DURHAM, N.C. Researchers have identified the first genetic marker that predicts response to hepatitis C treatments, and a single letter of DNA code appears to make a huge difference. Duke University Medical Center scientists says the biomarker not only predicts who is most likely to respond to treatment and who isn't, but also may explain why there are such different rates of response among racial and ethnic groups, a phenomenon that has puzzled physicians for years.

"For geneticists, understanding response to treatment for hepatitis C infection has been almost like a Holy Grail," says David Goldstein, Ph.D., director of the Center for Human Genome Variation in Duke's Institute for Genome Sciences & Policy and the senior author of the study. "The side effects of hepatitis treatment can be brutal, and about half the time, the treatment fails to eradicate the virus. This discovery enables us to give patients valuable information that will help them and their doctors decide what is best for them. This is what personalized medicine is all about."

The discovery is reported online in the journal Nature.

Hepatitis C is one of the most common infections in the world, affecting an estimated 170 million people. Many can live with the disease for years without any serious complications. About a quarter of the time, however, the infection leads to cirrhosis of the liver, which, in turn, can lead to liver cancer or death or the need for a transplant. Hepatitis C is the leading cause for liver transplants in the U.S.

Treatment typically involves 48 weeks of interferon plus the antiviral drug ribavirin. Some patients develop such taxing side effects that they stop treatment. Physicians have long observed that African-Americans are less likely to respond to treatments than Caucasians, while East Asian patients seem to respond the best. But until now, no one has known why.
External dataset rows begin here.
PR #6041, opened 2026-02-28
Fixes Dynamic UDN + CNC integration

### LINKED ISSUE #5963: Consider dynamic UDNs for the services connectivity
### What is this issue about?

A basic level was done in that PR in one of the commits.. but the design needs to be considered and cross checked

trozet:
- Adds CNC tracker in NAD controller to influence Dynamic UDN Network active/inactive states. Networks are now active that are selected by CNC and that CNC has at least 1 active network on a node.
- Adds new API to register with NAD controller for network related events for nodes when they go active/inactive
- CNC controller subscribes to this new API, then reconciles when networks go active on a remote node
- Layer 3 remote routes/ports are filtered if nodes are inactive

Fixes #5963

## Summary by CodeRabbit

* **New Features**
  * Added ClusterNetworkConnect support and a network-ref reconciliation mechanism to detect and notify when nodes gain/lose network connectivity.
  * Integrated network-ref plumbing into controllers to trigger reconcilation workflows for affected networks.

* **Improvements**
  * Controllers now proactively remove stale per-node ports and routes when a node is no longer active for a network.

* **Tests**
  * Added unit and end-to-end tests for ClusterNetworkConnect, network-ref reconciliation, and dynamic user-defined network connectivity.

### DIFF
--- a/go-controller/pkg/networkmanager/api.go
+++ b/go-controller/pkg/networkmanager/api.go
@@ -32,6 +32,17 @@ const (
 // NADReconciler is a level-driven controller notified of NAD key changes.
 type NADReconciler controller.Reconciler
 
+// NetworkRefReconciler is notified when node network activity changes.
+// The network is identified by name because activity can be observed before
+// the NAD controller has fully resolved the network into a local netInfo/ID.
+//
+// These are edge-style notifications. Controllers that need eventual
+// correctness after NAD/ID changes should also register an NADReconciler and
+// treat NAD callbacks as a catch-up signal.
+type NetworkRefReconciler interface {
+	Reconcile(node string, networkName string)
+}
+
 type watchFactory interface {
 	NADInformer() nadinformers.NetworkAttachmentDefinitionInformer
 	ClusterNetworkConnectInformer() networkconnectinformer.ClusterNetworkConnectInformer
@@ -96,6 +107,13 @@ type Interface interface {
 	RegisterNADReconciler(r NADReconciler) uint64
 	// DeRegisterNADReconciler removes a previously registered reconciler.
 	DeRegisterNADReconciler(id uint64)
+	// RegisterNetworkRefReconciler registers a reconciler to be notified when
+	// node network activity changes.
+	// Pair this with RegisterNADReconciler when the controller needs both
+	// immediate activity signals and eventual catch-up after NAD/ID changes.
+	RegisterNetworkRefReconciler(r NetworkRefReconciler) uint64
+	// DeRegisterNetworkRefReconciler removes a previously registered reconciler.
+	DeRegisterNetworkRefReconciler(id uint64)
 
 	// GetNetworkByID returns the network with the given ID or nil if not found.
 	// This is an O(1) lookup using an internal index.
@@ -305,6 +323,12 @@ func (nm defaultNetworkManager) RegisterNADReconciler(_ NADReconciler) uint64 {
 }
 
 func (nm defaultNetworkManager) DeRegisterNADReconciler(_ uint64) {}
+
+func (nm defaultNetworkManager) RegisterNetworkRefReconciler(_ NetworkRefReconciler) uint64 {
+	return 0
+}
+
+func (nm defaultNetworkManager) DeRegisterNetworkRefReconciler(_ uint64) {}
 
 func (nm defaultNetworkManager) GetNetworkByID(id int) util.NetInfo {
 	if id != types.DefaultNetworkID {
--- a/go-controller/pkg/networkmanager/api.go
+++ b/go-controller/pkg/networkmanager/api.go
@@ -14,6 +14,7 @@ import (
 
 	"github.com/ovn-kubernetes/ovn-kubernetes/go-controller/pkg/allocator/id"
 	"github.com/ovn-kubernetes/ovn-kubernetes/go-controller/pkg/controller"
+	networkconnectinformer "github.com/ovn-kubernetes/ovn-kubernetes/go-controller/pkg/crd/clusternetworkconnect/v1/apis/informers/externalversions/clusternetworkconnect/v1"
 	egressipinformer "github.com/ovn-kubernetes/ovn-kubernetes/go-controller/pkg/crd/egressip/v1/apis/informers/externalversions/egressip/v1"
 	rainformers "github.com/ovn-kubernetes/ovn-kubernetes/go-controller/pkg/crd/routeadvertisements/v1/apis/informers/externalversions/routeadvertisements/v1"
 	userdefinednetworkinformer "github.com/ovn-kubernetes/ovn-kubernetes/go-controller/pkg/crd/userdefinednetwork/v1/apis/informers/externalversions/userdefinednetwork/v1"
@@ -33,6 +34,7 @@ type NADReconciler controller.Reconciler
 
 type watchFactory interface {
 	NADInformer() nadinformers.NetworkAttachmentDefinitionInformer
+	ClusterNetworkConnectInformer() networkconnectinformer.ClusterNetworkConnectInformer
 	UserDefinedNetworkInformer() userdefinednetworkinformer.UserDefinedNetworkInformer
 	ClusterUserDefinedNetworkInformer() userdefinednetworkinformer.ClusterUserDefinedNetworkInformer
 	NamespaceInformer() coreinformers.NamespaceInformer
--- a/go-controller/pkg/networkmanager/nad_controller.go
+++ b/go-controller/pkg/networkmanager/nad_controller.go
@@ -29,6 +29,8 @@ import (
 	"github.com/ovn-kubernetes/ovn-kubernetes/go-controller/pkg/allocator/id"
 	"github.com/ovn-kubernetes/ovn-kubernetes/go-controller/pkg/config"
 	"github.com/ovn-kubernetes/ovn-kubernetes/go-controller/pkg/controller"
+	networkconnectv1 "github.com/ovn-kubernetes/ovn-kubernetes/go-controller/pkg/crd/clusternetworkconnect/v1"
+	networkconnectlister "github.com/ovn-kubernetes/ovn-kubernetes/go-controller/pkg/crd/clusternetworkconnect/v1/apis/listers/clusternetworkconnect/v1"
 	userdefinednetworklister "github.com/ovn-kubernetes/ovn-kubernetes/go-controller/pkg/crd/userdefinednetwork/v1/apis/listers/userdefinednetwork/v1"
 	"github.com/ovn-kubernetes/ovn-kubernetes/go-controller/pkg/kube"
 	"github.com/ovn-kubernetes/ovn-kubernetes/go-controller/pkg/types"
@@ -56,9 +58,13 @@ type nadController struct {
 	cudnLister      userdefinednetworklister.ClusterUserDefinedNetworkLister
 	namespaceLister corelisters.NamespaceLister
 	nodeLister      corelisters.NodeLister
+	cncLister       networkconnectlister.ClusterNetworkConnectLister
 
 	controller controller.Controller
-	recorder   record.EventRecorder
+	// cncController tracks CNC connectivity and updates derived
+	// network activity for Dynamic UDN filtering.
+	cncController controller.Controller
+	recorder      record.EventRecorder
 
 	// networkController reconciles network specific controllers
 	networkController *networkController
@@ -70,6 +76,15 @@ type nadController struct {
 	// dynamicFilterNADs tracks whether a NAD should be activity-gated by Dynamic UDN.
 	// Bare NADs are not filtered and therefore should be treated as present on all nodes.
 	dynamicFilterNADs map[string]bool
+	// cncSelectedNetworks tracks network names selected by each CNC.
+	cncSelectedNetworks map[string]sets.Set[string]
+	// cncNetworkIDs tracks owner network IDs referenced by each CNC.
+	cncNetworkIDs map[string]sets.Set[int]
+	// cncsByNetworkID indexes CNCs by their referenced owner network IDs.
+	cncsByNetworkID map[int]sets.Set[string]
+	// cncConnectedNetworks is a symmetric adjacency map where key/value are
+	// network names connected through a CNC.
+	cncConnectedNetworks map[string]sets.Set[string]
 
 	// primaryNADs holds a mapping of namespace to NAD of primary UDNs
 	primaryNADs map[string]string
@@ -111,18 +126,22 @@ func newController(
 ) (*nadController, error) {
 	networkController := newNetworkController(name, zone, node, cm, wf)
 	c := &nadController{
-		name:              fmt.Sprintf("[%s NAD controller]", name),
-		stopChan:          make(chan struct{}),
-		recorder:          recorder,
-		nadLister:         wf.NADInformer().Lister(),
-		nodeLister:        wf.NodeCoreInformer().Lister(),
-		networkController: networkController,
-		reconcilers:       map[uint64]reconcilerRegistration{},
-		nads:              map[string]string{},
-		nadsByNetwork:     map[string]sets.Set[string]{},
-		dynamicFilterNADs: map[string]bool{},
-		primaryNADs:       map[string]string{},
-		markedForRemoval:  map[string]time.Time{},
+		name:                 fmt.Sprintf("[%s NAD controller]", name),
+		stopChan:             make(chan struct{}),
+		recorder:             recorder,
+		nadLister:            wf.NADInformer().Lister(),
+		nodeLister:           wf.NodeCoreInformer().Lister(),
+		networkController:    networkController,
+		reconcilers:          map[uint64]reconcilerRegistration{},
+		nads:                 map[string]string{},
+		nadsByNetwork:        map[string]sets.Set[string]{},
+		dynamicFilterNADs:    map[string]bool{},
+		cncSelectedNetworks:  map[string]sets.Set[string]{},
+		cncNetworkIDs:        map[string]sets.Set[int]{},
+		cncsByNetworkID:      map[int]sets.Set[string]{},
+		cncConnectedNetworks: map[string]sets.Set[string]{},
+		primaryNADs:          map[string]string{},
+		markedForRemoval:     map[string]time.Time{},
 	}
 	networkController.getNADKeysForNetwork = c.GetNADKeysForNetwork
 
@@ -136,6 +155,21 @@ func newController(
 			c.eipReconcilerID = eipID
 		}
 		c.filterNADsOnNode = filterNADsOnNode
+		if util.IsNetworkConnectEnabled() {
+			cncInformer := wf.ClusterNetworkConnectInformer()
+			c.cncLister = cncInformer.Lister()
+			c.cncController = controller.NewController(
+				fmt.Sprintf("%s-cnc-connectivity-controller", c.name),
+				&controller.ControllerConfig[networkconnectv1.ClusterNetworkConnect]{
+					RateLimiter:    workqueue.DefaultTypedControllerRateLimiter[string](),
+					Informer:       cncInformer.Informer(),
+					Lister:         c.cncLister.List,
+					Reconcile:      c.syncCNC,
+					ObjNeedsUpdate: c.cncNeedsUpdate,
+					Threadiness:    1,
+				},
+			)
+		}
 	}
 
 	c.networkController.nodeHasNetwork = c.NodeHasNetwork
@@ -183,7 +217,7 @@ func newController(
 	return c, nil
 }
 
-func (c *nadController) nodeHasNAD(node, nad string) bool {
+func (c *nadController) nodeHasDirectNAD(node, nad string) bool {
 	if !config.OVNKubernetesFeature.EnableDynamicUDNAllocation {
 		return true
 	}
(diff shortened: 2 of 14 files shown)


go-controller/pkg/networkmanager/nad_controller.go
```diff
@@ -404,6 +512,154 @@ func (c *nadController) Stop() {
...
+		if c.networkIDAllocator.GetID(networkName) == networkID {
+			return networkName
+		}
+	}
+	return ""
+}
+
+// syncCNC rebuilds the CNC adjacency map and requeues affected
+// networks when connectivity relationships change.
+func (c *nadController) syncCNC(string) error {
```
npinaeva: why would you ignore the key and reconcile all cncs?

go-controller/pkg/networkmanager/nad_controller.go
```diff
@@ -404,6 +512,154 @@ func (c *nadController) Stop() {
...
+				continue
+			}
+			networkName := c.networkNameForIDLocked(networkID)
+			if networkName == "" {
+				continue
+			}
+			selectedNetworks.Insert(networkName)
+		}
+
+		for src := range selectedNetworks {
```
npinaeva: I am trying to avoid src and dst notation in the cnc context, how about we call it selectedNetwork and peer?

go-controller/pkg/networkmanager/nad_controller.go
```diff
@@ -404,6 +512,154 @@ func (c *nadController) Stop() {
...
+				if src == dst {
+					continue
+				}
+				peers.Insert(dst)
+			}
+		}
+	}
+	c.RUnlock()
+
+	changedNetworks := sets.New[string]()
```
npinaeva, line 651: maybe call it allNetworks? it doesn't really filter by changes yet, just tries to unify previous cache with the new cache?

go-controller/pkg/networkmanager/nad_controller.go
```diff
@@ -404,6 +512,154 @@ func (c *nadController) Stop() {
...
+}
+
+// networkNameForIDLocked resolves a network name from the cached network ID.
+// Caller must hold nadController lock.
+func (c *nadController) networkNameForIDLocked(networkID int) string {
+	if networkID == types.InvalidID {
+		return ""
+	}
+	for networkName := range c.nadsByNetwork {
+		if c.networkIDAllocator.GetID(networkName) == networkID {
```
npinaeva, line 596: do you want to reuse this logic in `(c *nadController) GetNetworkByID`?

go-controller/pkg/networkmanager/nad_controller.go
```diff
@@ -642,6 +914,20 @@ func (c *nadController) syncNAD(key string, nad *nettypes.NetworkAttachmentDefin
...
+		}
+		if previousNetworkName != currentNetworkName || previousNetworkID != currentNetworkID {
+			shouldReconcileCNC = true
+			if previousNetworkID != types.InvalidID {
+				affectedCNCNetworkIDs.Insert(previousNetworkID)
+			}
+			if currentNetworkID != types.InvalidID {
+				affectedCNCNetworkIDs.Insert(currentNetworkID)
+			}
+		}
```
npinaeva, line 1123: I am thinking if it would be easier/more obvious/more efficient if CNC controller just stored the IDs of networks it couldn't resolve, and we would just check that list, otherwise we have to reconcile all CNCs on every nad create, and I think we use a centralized lock anyway in those handlers, so no extra locking is needed?

go-controller/pkg/networkmanager/nad_controller.go
```diff
@@ -329,8 +405,27 @@ func (c *nadController) filter(nad *nettypes.NetworkAttachmentDefinition) (bool,
...
+		if err != nil || nadNetwork == nil {
+			return true, nil
+		}
+		networkName = nadNetwork.GetNetworkName()
+	}
+
+	// We don't support multiple nodes per zone; assume zone name is node name.
+	// This function is called from syncNAD while c is already write-locked,
+	// so use lock-free activity helpers.
+	if c.nodeHasEffectiveNetworkNoLock(ourNode, networkName) {
```
npinaeva: I would probably put this into nodeHasNAD method logically, then rename current nodeHasNAD into nodeHasDirectNAD, and nodeHasEffectiveNetworkNoLock into nodeHasNetworkNoLock

go-controller/pkg/networkmanager/api.go
```diff
@@ -93,6 +104,13 @@ type Interface interface {
 	RegisterNADReconciler(r NADReconciler) (uint64, error)
 	// DeRegisterNADReconciler removes a previously registered reconciler.
 	DeRegisterNADReconciler(id uint64) error
+	// RegisterNetworkRefReconciler registers a reconciler to be notified when
+	// node network activity changes.
+	// Pair this with RegisterNADReconciler when the controller needs both
+	// immediate activity signals and eventual catch-up after NAD/ID changes.
+	RegisterNetworkRefReconciler(r NetworkRefReconciler) (uint64, error)
+	// DeRegisterNetworkRefReconciler removes a previously registered reconciler.
+	DeRegisterNetworkRefReconciler(id uint64) error
```
npinaeva: why do we need network reconciler? can't we just NADReconciler and get network by NAD in the handler?

npinaeva (commented):
not finished yet, submitting some questions

go-controller/pkg/ovn/controller/networkconnect/topology.go
```diff
@@ -524,6 +524,7 @@ func (c *Controller) ensureConnectPortsOps(ops []ovsdb.Operation, cnc *networkco
 			networkPortName := getNetworkRouterToConnectRouterPortName(networkName, node.Name, cncName)
 
 			isLocalNode := util.GetNodeZone(node) == c.zone
+			nodeActive := c.networkManager.NodeHasNetwork(node.Name, networkName)
```
npinaeva, line 734: should we remove localActive parameter now, since we are getting nodeActive for remote nodes now too?

go-controller/pkg/ovn/controller/networkconnect/topology.go
```diff
@@ -555,6 +556,23 @@ func (c *Controller) ensureConnectPortsOps(ops []ovsdb.Operation, cnc *networkco
...
+					}
+					ops, err = libovsdbops.DeleteLogicalRouterPortWithPredicateOps(c.nbClient, ops, networkRouterName,
+						func(item *nbdb.LogicalRouterPort) bool {
+							return item.Name == networkPortName
+						})
+					if err != nil {
+						return nil, fmt.Errorf("failed to delete network router port ops %s: %v", networkPortName, err)
+					}
+					continue
+				}
```
npinaeva, line 782: isn't this exactly the same cleanup as for local node?

go-controller/pkg/ovn/controller/networkconnect/topology.go
```diff
@@ -856,6 +874,19 @@ func (c *Controller) ensureStaticRoutesOps(ops []ovsdb.Operation, cnc *networkco
 			if err != nil {
 				continue
 			}
+			nodeActive := c.networkManager.NodeHasNetwork(node.Name, networkName)
```
npinaeva, line 1072: we currently have a part of the isActive logic in the `syncNetworkConnections` like this `if netInfo.TopologyType() != ovntypes.Layer2Topology || localActive {ensureStaticRoutesOps}` and another part inside, I think it will be less confusing to just call `ensureStaticRoutesOps` unconditionally and move the layer2 logic also inside the `ensureStaticRoutesOps`

npinaeva (commented):
While testing this, I figure we have a bug
We treat `OnNetworkRefChange` unconditionally, so when we have received active events from both pod tracker and egressip tracker, then egress ip tracker sends inactive event, the whole NAD is deleted even though the pod is still there.

npinaeva:
we will also need to revert https://github.com/ovn-kubernetes/ovn-kubernetes/pull/5828/changes/ff6252a83d05ff350249ac8679ab9b77107c99dd when the PR is merged

go-controller/pkg/networkmanager/nad_controller.go
trozet: stupid AI...

go-controller/pkg/networkmanager/api.go
trozet: NADReconciler does not fire when node activity changes. A pod being created/deleted on a remote node does not change the NAD. It changes whether that node should have CNC L3 remote ports/routes for a network. NetworkRefReconcile signals when a node goes active/inactive.

go-controller/pkg/ovn/controller/networkconnect/topology.go
trozet: we cant remove it bc it is still needed for the layer 2 path, but we can optimize the layer 3 path here.

trozet:
> While testing this, I figure we have a bug We treat `OnNetworkRefChange` unconditionally, so when we have received active events from both pod tracker and egressip tracker, then egress ip tracker sends inactive event, the whole NAD is deleted even though the pod is still there.

@npinaeva we should be OK here now because OnNetworkRefChange for local NAD/node calls reconcileNetworkActivity which will check NodeHasNetwork, which eventually calls nodeHasDirectNAD and checks if either podTracker or EgressIP tracker have it. If those checks fail, then it checks CNC.

For remote nodes, the event gets propagated to the network controller (or via the new api to a NetworkRefReconciler) and in the network controller logic we check if the node is active during reconciliation. Similarly for the new API, the client needs to evaluate activity during reconciliation, which CNC does.

I'll add a UT for this anyway.

trozet:
@coderabbitai review

go-controller/pkg/networkmanager/nad_controller.go
```diff
@@ -414,6 +585,244 @@ func (c *nadController) Stop() {
...
+
+// syncCNC refreshes one queued CNC and requeues affected networks when
+// connectivity relationships change.
+func (c *nadController) syncCNC(key string) error {
+	if c.cncLister == nil {
+		return nil
+	}
+	if key == "" {
+		return nil
+	}
```
npinaeva: I know I am annoying, but these checks don't make any sense

go-controller/pkg/networkmanager/nad_controller.go
```diff
@@ -196,34 +230,103 @@ func (c *nadController) nodeHasNAD(node, nad string) bool {
 	return false
 }
 
-func (c *nadController) NodeHasNetwork(node, networkName string) bool {
+// nodeHasNAD reports whether a node should be considered active for the given
+// NAD, either through a direct NAD ref or a CNC-connected network.
+// Caller must hold nadController lock.
```
npinaeva: I think we need to clarify here that NAD is active if its network is active, and network can become active through one of it's NADs trackers or CNC. Then I would also update the implementation to just get network and call `nodeHasNetworkNoLock` and get rid of all `ExcludingNAD` functions?

go-controller/pkg/networkmanager/nad_controller.go
```diff
@@ -273,13 +370,14 @@ func (c *nadController) deleteNADFromNetworkLocked(networkName, nadKey string) {
...
 // a network needs to be added or removed or just updated.
 // Used as a callback for pod/egress IP events when dynamic UDN allocation is enabled.
-// This callback is invoked by pod/egress IP trackers and is blocking. Therefore it's work should be as lightweight
+// This callback is invoked by pod/egress IP trackers and is blocking. Therefore its work should be as lightweight
 // as possible.
 // The function handles:
 //  1. Queuing local node event NADs to the NAD Controller for reconciliation later in the NAD Controller worker.
 //  2. Queuing remote node event networks to the Network Manager for reconciliation later in the Network Manager worker.
 //
-// This function should never call into the trackers (i.e. nodeHasNAD) as it would cause deadlock.
```
npinaeva, line 282: so that changed at some point, but the comment wasn't updated?

go-controller/pkg/networkmanager/nad_controller.go
```diff
@@ -330,11 +428,71 @@ func (c *nadController) OnNetworkRefChange(node, nadNamespacedName string, activ
...
 
+// getNetworkAndConnectedNetworks returns the provided network and all networks
+// directly connected to it through CNC connectivity.
+func (c *nadController) getNetworkAndConnectedNetworks(networkName string) []string {
+	if networkName == "" {
+		return nil
+	}
+	c.RLock()
+	defer c.RUnlock()
+	networks := sets.New[string](networkName)
```
npinaeva: why don't you make it `[]string` to avoid `UnsortedList()` call in the end?

go-controller/pkg/networkmanager/nad_controller.go
```diff
@@ -414,6 +585,244 @@ func (c *nadController) Stop() {
...
+		if networkName == "" {
+			continue
+		}
+		selectedNetworks.Insert(networkName)
+	}
+	return selectedNetworks, networkIDs
+}
+
+func buildCNCConnectedNetworks(selectedNetworksByCNC map[string]sets.Set[string]) map[string]sets.Set[string] {
+	connectedByNetwork := map[string]sets.Set[string]{}
```
npinaeva: shouls this be called connectedNetworks? it is network -> all connected networks right?

go-controller/pkg/networkmanager/nad_controller.go
```diff
@@ -330,11 +428,71 @@ func (c *nadController) OnNetworkRefChange(node, nadNamespacedName string, activ
...
+		if len(nadKeys) == 0 {
+			continue
+		}
+
+		active := false
+		if c.filterNADsOnNode != "" {
+			active = c.NodeHasNetwork(c.filterNADsOnNode, networkName)
+			if !active && changedNADActive && networkName == changedNetworkName {
+				active = true
+			}
```
npinaeva: I don't get this part: shouldn't it return the actual latest active state?

go-controller/pkg/networkmanager/nad_controller.go
```diff
@@ -330,11 +428,71 @@ func (c *nadController) OnNetworkRefChange(node, nadNamespacedName string, activ
...
+
+	seenNADs := sets.New[string]()
+	for _, networkName := range networkNames {
+		if networkName == "" {
+			continue
+		}
+		nadKeys := sets.New[string](c.GetNADKeysForNetwork(networkName)...)
+		if networkName == changedNetworkName && changedNADKey != "" {
+			nadKeys.Insert(changedNADKey)
+		}
```
npinaeva: this past I don't get: should `GetNADKeysForNetwork` already have that nad?

go-controller/pkg/networkmanager/nad_controller.go
```diff
@@ -330,11 +428,71 @@ func (c *nadController) OnNetworkRefChange(node, nadNamespacedName string, activ
...
+		if len(nadKeys) == 0 {
+			continue
+		}
+
+		active := false
+		if c.filterNADsOnNode != "" {
```
npinaeva: when `c.filterNADsOnNode == ""` that means we don't do dynamic filtering at all? So is it the same as disabled dynamic filtering? i guess not, but I can't figure out the difference anymore

go-controller/pkg/networkmanager/nad_controller.go
trozet: OK. The exludedNAD was an optimization to avoid looking up the same NAD twice, but it seems like it causes more confusion than efficiency so I'll remove it.

go-controller/pkg/networkmanager/nad_controller.go
trozet: AI modified this. It looks it is safe to call into the trackers as they release their lock before they execute the networkRefChange code:
```
  c.cacheMutex.Unlock()
  if c.onNetworkRefChange != nil {
      for _, callback := range refChanges {
          c.onNetworkRefChange(...)
      }
  }

```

"This discovery appears to explain a large part of it. It is most certainly a triumph of translational medicine," says John McHutchison, M.D., associate director of the Duke Clinical Research Institute, a member of the Division of Gastroenterology in the School of Medicine at Duke and study co-author. "This is a perfect example of bedside to bench and back to bedside investigation."

The new marker is a single letter change a C instead of a T in a tiny segment of DNA near the IL28B gene. Researchers found it by studying 1671 individuals who participated in the IDEAL study, a multi-center clinical trial that compared the two most widely used therapies among patients with the most common form of the disease in the U.S. and Europe. McHutchison was the lead investigator of the recently published IDEAL study, which found no clinically meaningful differences in overall viral response among the regimens.

In conducting the current study, Goldstein and his colleagues found that the patients who had the single-letter change in their DNA were significantly more likely to respond to treatment than those who did not have it. "Eighty percent of those with the favorable response genotype eradicated the virus, while only about 30 percent with the less favorable response genotype did so. With differences of that magnitude, patients considering therapy may want to know what their genotype is before they start treatment," says Goldstein.

Goldstein says they were struck by the finding that the "good" genotype proved beneficial to patients in all population subgroups. "But because it appears significantly more often among Caucasian populations than it does among African populations, we feel it explains much of the difference in response rates we see between African Americans and those of European ancestry," says Goldstein. "This tells us that individual genetic makeup is much more important determinant of response to treatment than is race or ethnicity."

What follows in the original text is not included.